I felt a mood this week in London, that I haven't felt for a while. The mood was one of anger. Anger at what I couldn't tell, but there was definitely anger in the air. And not your usual "my bonus was rubbish this year" anger, but something more menacing. Something has gone wrong in Britain, this mood was saying, and the politicians (who are of course at the root of this and all other problems) had better keep their wits about them if they are going to deflect this mood somewhere else less deserving.
Gordon Brown, finger-on-the-pulse man that he is, probably spotted this mood too. Hence, his bitter denunciation of the evils of shopping bags, yesterday. Poor shopping bags, I thought. After all, they are the original technology which enabled us to differentiate ourselves from other apes about five million years ago, when human beings developed the carrying angle in their arms to help them transport their newly-invented private property, around the plains of Africa. Though of course, Mother-Earth worshipping socialists are still angry about this invention, too.
But even I was dumbfounded for a moment when Brown threatened the British shopping industry with the ultimatum that if they didn't voluntarily start charging for shopping bags then he would compel them to do so.
Gordon Brown is such a cretin and so utterly stupid that he is probably incapable of understanding the revolting irony of such a threat to protect us all from the terrors of free shopping bags, but it got me to thinking Hayekian thoughts about the root problem behind socialism.

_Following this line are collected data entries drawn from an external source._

Issue #412, opened 2019-07-19
[Discussion] Research better multiple-table architecture (objetive 2021)


xadahiya:
Research and discuss a multiple-table database architecture where different type of resources are stored in different tables to improve scalability and efficiency.

Guttz:
To make the discussion easier I figured it would be good to deploy an instance of the DB with an IDE.
Available at: https://sqliteonline.com/#fiddle-5d31c0c75d188js6jya4czcr @Mec-iS

![image](https://user-images.githubusercontent.com/11739405/61537518-bf29df80-aa0d-11e9-9961-b56c1f3c482f.png)

Mec-iS:
> Available at: https://sqliteonline.com/#fiddle-5d31c0c75d188js6jya4czcr

This should go in the doc (:

Mec-iS:
As discussed we may be moving to TTL mappings [R2RDF](https://www.w3.org/TR/r2rml/) in 2021. Further discussion to come.

PR #479, opened 2020-06-10
Make db tables for each resource in apidoc

sameshl:
Related #412 

### Checklist

### Description

I have wrote POC code for making the database tables from parsing the API Doc.
This makes a table for each `hydra:Resource` (Classes and Collections both).
At the moment, the database schema is just a table for each resource.
The columns in each table are its all the properties in that classes / collection's `supportedProperty`.
Right now, I have just defined all these columns using the `STRING` class from sqlachemy.
There is also, a `id` column in each table acting as a primary key.

The database schema looks like, 
image

(I have attached the schema in the form of the SQL commands used to make that table, will update it with a proper visual schema. I did not find a tool to convert my `.db` file, to a visual schema.)

### DIFF
--- a/cli.py
+++ b/cli.py
@@ -8,7 +8,7 @@ from hydrus.utils import (set_session, set_doc, set_hydrus_server_url,
                           set_page_size, set_pagination)
 from hydrus.data import doc_parse
 from hydra_python_core import doc_maker
-from hydrus.data.db_models import Base
+from hydrus.data.db_models import Base, create_database_tables
 from hydrus.data.user import add_user
 from hydrus.data.exceptions import UserExists
 from hydrus.data.stale_records_cleanup import remove_stale_modification_records
@@ -90,7 +90,6 @@ def serve(adduser: tuple, api: str, auth: bool, dburl: str, pagination: bool,
     # See http://docs.sqlalchemy.org/en/rel_1_0/core/engines.html for more info
     # DB_URL = 'sqlite:///database.db'
     DB_URL = dburl
-
     # Define the server URL, this is what will be displayed on the Doc
     HYDRUS_SERVER_URL = f"{serverurl}:{str(port)}/"
 
@@ -103,10 +102,10 @@ def serve(adduser: tuple, api: str, auth: bool, dburl: str, pagination: bool,
     engine = create_engine(DB_URL, connect_args={'check_same_thread': False})
     # Add the required Models to the database
 
-    if use_db is False:
-        click.echo("Creating models")
-        Base.metadata.drop_all(engine)
-        Base.metadata.create_all(engine)
+    # if use_db is False:
+    #     click.echo("Creating models")
+    #     Base.metadata.drop_all(engine)
+    #     Base.metadata.create_all(engine)
     # Define the Hydra API Documentation
     # NOTE: You can use your own API Documentation and create a HydraDoc object
     # using doc_maker or you may create your own HydraDoc Documentation using
@@ -167,12 +166,15 @@ def serve(adduser: tuple, api: str, auth: bool, dburl: str, pagination: bool,
 
     # Get all the properties from the classes
     properties = doc_parse.get_all_properties(classes)
-
     # Insert them into the database
     if use_db is False:
+        Base.metadata.drop_all(engine)
         click.echo("Adding Classes and Properties")
-        doc_parse.insert_classes(classes, session)
-        doc_parse.insert_properties(properties, session)
+        create_database_tables(classes)
+        click.echo("Creating models")
+        Base.metadata.create_all(engine)
+        # doc_parse.insert_classes(classes, session)
+        # doc_parse.insert_properties(properties, session)
 
     # Add authorized users and pass if they already exist
     click.echo("Adding authorized users")
--- a/cli.py
+++ b/cli.py
@@ -100,12 +100,6 @@ def serve(adduser: tuple, api: str, auth: bool, dburl: str, pagination: bool,
     click.echo("Setting up the database")
     # Create a connection to the database you want to use
     engine = create_engine(DB_URL, connect_args={'check_same_thread': False})
-    # Add the required Models to the database
-
-    # if use_db is False:
-    #     click.echo("Creating models")
-    #     Base.metadata.drop_all(engine)
-    #     Base.metadata.create_all(engine)
     # Define the Hydra API Documentation
     # NOTE: You can use your own API Documentation and create a HydraDoc object
     # using doc_maker or you may create your own HydraDoc Documentation using
@@ -163,9 +157,6 @@ def serve(adduser: tuple, api: str, auth: bool, dburl: str, pagination: bool,
     # You can also pass dictionary defined in
     # hydra_python_core/doc_writer_sample_output.py
     classes = doc_parse.get_classes(apidoc.generate())
-
-    # Get all the properties from the classes
-    properties = doc_parse.get_all_properties(classes)
     # Insert them into the database
     if use_db is False:
         Base.metadata.drop_all(engine)
@@ -173,8 +164,6 @@ def serve(adduser: tuple, api: str, auth: bool, dburl: str, pagination: bool,
         create_database_tables(classes)
         click.echo("Creating models")
         Base.metadata.create_all(engine)
-        # doc_parse.insert_classes(classes, session)
-        # doc_parse.insert_properties(properties, session)
 
     # Add authorized users and pass if they already exist
     click.echo("Adding authorized users")
--- a/hydrus/data/crud.py
+++ b/hydrus/data/crud.py
@@ -240,12 +240,6 @@ def get_collection(API_NAME: str,
         ClassNotFound: If `type_` does not represent a valid/defined RDFClass.
 
     """
-    collection_template = {
-        "@id": f"/{API_NAME}/{path}/",
-        "@context": None,
-        "@type": f"{type_}Collection",
-        "members": list()
-    }  # type: Dict[str, Any]
     database_search_params = copy.deepcopy(search_params)
     pagination_parameters = ["page", "pageIndex", "limit", "offset"]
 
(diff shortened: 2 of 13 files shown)


chrizandr:
The next step in my opinion would be to get CRUD operations to work with this new schema. And see how we can store the Graph. We can use the existing mechanism for graph storage with some modificaitons if needed. Also keep in mind the linking of the columns to their respective tables. I would suggest using the core library to parse the API doc and figure out which properties will require tables of their own. And linking them to the class.

sameshl:
Yes. I am done with the CRUD operations part.
For the graph, we should be able to use the existing mechanism as you suggested with some minor changes.
For now, though, I am looking into the linking of columns

sameshl:
@chrizandr @xadahiya The PR is ready for review.
The build is failing atm as it is running all tests in `/hydrus/tests/` in one session. And due to some issue due to the `Base` import [here](https://github.com/HTTP-APIs/hydrus/blob/6e39e0518d6536dce6921ebb24cd4a76bf1f5f72/hydrus/tests/conftest.py#L14), it's using the same Base instance for all the different database schemas. That is causing this error.
```
sqlalchemy.exc.InvalidRequestError: Table 'dummyClass' is already defined for this MetaData instance.  Specify 'extend_existing=True' to redefine options and columns on an existing Table object.
```

**I ran all the tests files individually in the folder `/hydrus/tests` and  `/tests` and all of them are passing**.

I am working on fixing this import issue atm. But the code can be merged as all the tests are passing individually.

They are failing in the build as the imports in `hydrus/tests/conftest.py` are only done once in the whole build session and due to issue with `Base` import, the build is failing.

sameshl:
@chrizandr @xadahiya I have fixed the bug in tests. All tests are passing now. Also, added doc strings and type annotations.
PR can be merged now

hydrus/data/resource_based_classes.py
```diff
@@ -0,0 +1,209 @@
...
+    database_class = Resource.all_database_classes.get(type_, None)
+    if database_class is None:
+        raise ClassNotFound(type_)
+    return database_class
+
+
+def insert_object(object_: Dict[str, Any], session: scoped_session) -> str:
+    """
+    Insert the object in the database
+    :param object_: Dict containing object properties
```
chrizandr, line 47: From what I can see the `object_` dictionary is the same as the one passed in the request right? In that case the property resource class name and the key in `object_` may not be same.

For example in `Drone` we can have `DroneState` object mapped to the "state" key in the request, but the table name would be DroneState. Where are you mapping the keys to the actual resource classes?

hydrus/data/resource_based_classes.py
```diff
@@ -0,0 +1,209 @@
...
+            session.query(database_class)
+            .filter(database_class.id == id_)
+            .one()
+        ).__dict__
+    except NoResultFound:
+        raise InstanceNotFound(type_=type_, id_=id_)
+    # Remove the unnecessary keys from the object retrieved from database
+    object_template = copy.deepcopy(object_)
+    object_template.pop("_sa_instance_state")
+    object_template.pop("id")
```
chrizandr, line 116: Why remove ID?

hydrus/data/resource_based_classes.py
```diff
@@ -0,0 +1,209 @@
...
+            session.query(database_class)
+            .filter(database_class.id == id_)
+            .one()
+        )
+    except NoResultFound:
+        raise InstanceNotFound(type_=type_, id_=id_)
+    session.delete(object_)
+    try:
+        session.commit()
+    except Exception:
```
chrizandr, line 141: It's not a good idea to use generic exceptions when using an external library. Try and figure out what might go wrong in SQLAlchemy and catch those specific exceptions.

hydrus/data/resource_based_classes.py
```diff
@@ -0,0 +1,209 @@
...
+    # Keep the object as fail safe
+    old_object = get_object(query_info, session)
+    # Delete the old object
+    delete_object(query_info, session)
+    id_ = query_info["id_"]
+    # Try inserting new object
+    try:
+        object_["id"] = id_
+        d = insert_object(object_, session)
+    except Exception as e:
```
chrizandr, line 166: Here generic exceptions are fine because we know that insert object will throw only certain exceptions.

hydrus/data/resource_based_classes.py
```diff
@@ -0,0 +1,209 @@
...
+    :param search_params: Query parameters
+    :param type_: @type of object to be deleted
+    :return: filtered instances
+    """
+    database_class = get_database_class(type_)
+    try:
+        filtered_instances = (
+            session.query(database_class).filter_by(**search_params).all()
+        )
+    except Exception as e:
```
chrizandr, line 189: Again don;t use generic exceptions with SQLAlchemy.

hydrus/item_collection_helpers.py
```diff
@@ -14,7 +14,10 @@
     InstanceNotFound,
     PageNotFound,
     InvalidSearchParameter,
-    OffsetOutOfRange)
+    OffsetOutOfRange,
+    DatabaseConstraintError,
+    PropertyNotGiven
+)
```
chrizandr, line 20: See #481 for line 89

hydrus/tests/unit/test_crud.py
```diff
@@ -33,31 +33,16 @@ def test_crud_get_returns_correct_object(drone_doc_collection_classes, drone_doc
 
 def test_get_for_nested_obj(drone_doc_collection_classes, drone_doc, session, constants):
     """Test CRUD get operation for object that can contain other objects."""
-    API_NAME = constants['API_NAME']
```
chrizandr, line 36: Do we need to add any new tests to the crud operations for the new schema? You added a few new exceptions, it might be a good idea to add tests for those cases.

hydrus/tests/conftest.py
```diff
@@ -46,9 +46,13 @@ def gen_dummy_object(class_title, doc):
     for class_path in doc.parsed_classes:
         if class_title == doc.parsed_classes[class_path]["class"].title:
             for prop in doc.parsed_classes[class_path]["class"].supportedProperty:
-                if isinstance(prop.prop, HydraLink) or prop.write is False:
+                if prop.write is False:
                     continue
-                if "vocab:" in prop.prop:
+                if isinstance(prop.prop, HydraLink):
```
chrizandr, line 51: Again treat hydra:link as just links, not as resources.

hydrus/tests/conftest.py
```diff
@@ -46,9 +46,13 @@ def gen_dummy_object(class_title, doc):
...
+                    prop_class = prop.prop.range.replace("vocab:", "")
+                    object_[prop.title] = gen_dummy_object(prop_class, doc)
+                    pass
+                elif "vocab:" in prop.prop:
```
chrizandr, line 55: Here also we need to consider the third case when vocab is expanded.

hydrus/data/crud_helpers.py
```diff
@@ -1,48 +1,15 @@
...
 from sqlalchemy.orm.scoping import scoped_session
-from sqlalchemy.orm import with_polymorphic
 
 from typing import Dict, Any, Tuple
 
 from sqlalchemy.orm.exc import NoResultFound
-from hydrus.data.db_models import (Graph, BaseProperty, RDFClass, Instance,
-                                   Terminal)
 from hydrus.data.exceptions import (
-    ClassNotFound,
```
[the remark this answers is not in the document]
sameshl: They were just removed from this file. In the new schema, we are still using it but they are being used in `/data/resource_based_classes.py` file like here https://github.com/HTTP-APIs/hydrus/pull/479/files#diff-fa37f0d4c7f3c7a8446f20c2ed5ccc4bR40

cli.py
```diff
@@ -103,10 +102,10 @@ def serve(adduser: tuple, api: str, auth: bool, dburl: str, pagination: bool,
     engine = create_engine(DB_URL, connect_args={'check_same_thread': False})
     # Add the required Models to the database
 
-    if use_db is False:
-        click.echo("Creating models")
-        Base.metadata.drop_all(engine)
-        Base.metadata.create_all(engine)
+    # if use_db is False:
```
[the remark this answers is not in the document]
sameshl: Yes.

hydrus/data/resource_based_classes.py
sameshl: Yes, the `object_` dictionary is the same as the one passed in the request.
From what I understood, your doubt is that in the request we would pass the id of a **State** instance in the key called `DroneState`. But the table in the database is called `State`, so where am I mapping the `DroneState` key to the `State` table instance.

That I am doing in [here](https://github.com/HTTP-APIs/hydrus/blob/27db73939f2fe8a8d08a8e3c2096876247dcf7d0/hydrus/data/resource_based_classes.py#L63). While creating the tables itself, I am adding a dict in the `.info` attribute of any foreign key through which I can extract the column name, which then helps in extracting the correct value from the `object_` dict.

Does that make it clear?

hydrus/data/resource_based_classes.py
sameshl: Two reasons:
1) The `id` for the object is actually inserted in `crud.py` [here](https://github.com/HTTP-APIs/hydrus/blob/27db73939f2fe8a8d08a8e3c2096876247dcf7d0/hydrus/data/crud.py#L84).
2) In the response we need to have the `id` field as `@id` key, so removing the `id` key.

hydrus/data/resource_based_classes.py
sameshl: Understood :+1:

hydrus/item_collection_helpers.py
sameshl: Yes, I understood the problem we have atm with notation of Collection Resources. I will make a new PR to fix this issue

hydrus/data/crud.py
```diff
@@ -80,12 +75,11 @@ def get(id_: str, type_: str, api_name: str, session: scoped_session,
...
-    rdf_class = get_rdf_class(session, type_)
-    object_template = add_prop_name_to_object(session, id_, object_template, rdf_class)
-    object_template["@type"] = rdf_class.name
+    query_info = {
+        "@type": type_,
+        "id_": id_
+    }
+    object_template = get_object(query_info, session)
     if path is not None:
         object_template["@id"] = f"/{api_name}/{path}Collection/{id_}"
```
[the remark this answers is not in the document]
sameshl: Yes, we should ideally be extracting the name of the collection from the API documentation itself. I will make this change in a new PR as that is a big change in itself

hydrus/data/crud.py
```diff
@@ -343,7 +246,15 @@ def get_collection(API_NAME: str,
...
+    pagination_parameters = ["page", "pageIndex", "limit", "offset"]
+
+    # remove pagination params before filtering in the database
+    for param in database_search_params.copy():
+        if param in pagination_parameters:
+            database_search_params.pop(param)
+
+    filtered_instances = get_all_filtered_instances(session, database_search_params, type_)
     result_length = len(filtered_instances)
     try:
```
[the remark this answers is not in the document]
sameshl: Yes, thats a nice idea.

hydrus/data/crud_helpers.py
```diff
@@ -63,7 +30,7 @@ def recreate_iri(API_NAME: str, path: str, search_params: Dict[str, Any]) -> str
 
 
 def parse_search_params(search_params: Dict[str, Any],
-                        properties: BaseProperty,
+                        properties,
```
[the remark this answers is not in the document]
sameshl: Ahh, I don't know how I missed that. Fixed that

hydrus/tests/conftest.py
sameshl: So I should treat `hydra:link` as just a normal column in our new schema right? Because as you had said that the burder for `hydra:link` falls on the client then

hydrus/data/db_models.py
```diff
@@ -1,242 +1,152 @@
...
+                String,
+                default=lambda: str(uuid.uuid4()),
+                unique=True,
+                primary_key=True,
+            ),
+        }
+        for supported_property in self.supported_properties:
+            title = supported_property["title"]
+            link = supported_property["property"]
+            if type(link) is not dict:
```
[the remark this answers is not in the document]
sameshl: I had got some issues regarding this. Will open a issue for expansion of the `vocab` keyword

sameshl:
> I see no changes to the main hydrus code. I would guess that the new exceptions you created atleast need to be caught there. Please check and confirm

I have made changes to main hydrus code too, where I am catching the exceptions. For eg [here](https://github.com/HTTP-APIs/hydrus/blob/f9d25b67b0b353d778ade1c6defc3feaae81ad69/hydrus/item_collection_helpers.py#L139)

hydrus/data/resource_based_classes.py
sameshl: Yes, I understand. I will not do that next time :sweat_smile:

hydrus/tests/unit/test_crud.py
sameshl: Yes, I added them

hydrus/data/resource_based_classes.py
sameshl: Yes. Fixed it

hydrus/data/db_models.py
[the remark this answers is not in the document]
sameshl: @chrizandr I have made an issue for the `vocab:` keyword expansion. We can discuss more on that there https://github.com/HTTP-APIs/hydrus/issues/482

sameshl:
@chrizandr I have made all the changes that you requested

hydrus/tests/unit/test_crud.py
```diff
@@ -265,3 +263,27 @@ def test_delete_multiple_id(drone_doc_collection_classes, drone_doc, session):
...
+                    nested_class = prop.prop.range.replace('vocab:', '')
+                else:
+                    nested_class = prop.prop.replace('vocab:', '')
+                continue
+    # remove the foreign key resource on purpose for testing
+    dummy_obj.pop(nested_class)
+    id_ = str(uuid.uuid4())
+    try:
+        insert_response = crud.insert(object_=dummy_obj, id_=id_, session=session)
+    except Exception as e:
```
chrizandr, line 286: Don't use generic exception anywhere in test. You should know exactly what error should occur.

chrizandr:
Good to merge once small change is done.

hydrus/tests/unit/test_crud.py
sameshl: Understood:+1:

sameshl:
@chrizandr Made the change :+1:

Because every single person alive, from poor Paul Gascoigne all the way through to His Majesty David Starkey, is always working, at all times, towards what they perceive is to be in their own best interests. It is what makes them human. Rocks just sit there. Bacteria just graze. And ants just follow chemical trails. However, to be human is to think. And to think is to perceive the world. And to perceive the world is to try to change it for the better. For you. And for whatever else you hold dear; even if what you hold dear is communism or national socialism and your goal is the extermination of your enemies.
Yes, we're often mistaken in what we do at a tiny personal level too (for instance, when we buy shares in a company which then immediately crashes), but this is what makes us human, this constant human action to try to improve the world for ourselves, as best we perceive, and as best we can. We help others because it makes us feel good. If it made us feel bad we wouldn't do it, unless we enjoyed feeling bad, but then of course we are once again trapped by the logical whiplash of still working towards our own perceived best interests.
But then there's the rub. Although all of us at all times are always behaving selfishly like this, we Austrians are in a tiny minority because we admire this trait. We think that this is what makes us human, and the trick of civilisation is then to try to formulate shared ways of living which make it possible for all of us to behave as much like this as possible, within the general constraint of not harming the life or property of another. We can argue about whether intellectual property is real property, or whether only scarce physical goods can count as property, but we are at least all in the same progressive ball park, trying to formulate a set of natural laws with which we can all rub along.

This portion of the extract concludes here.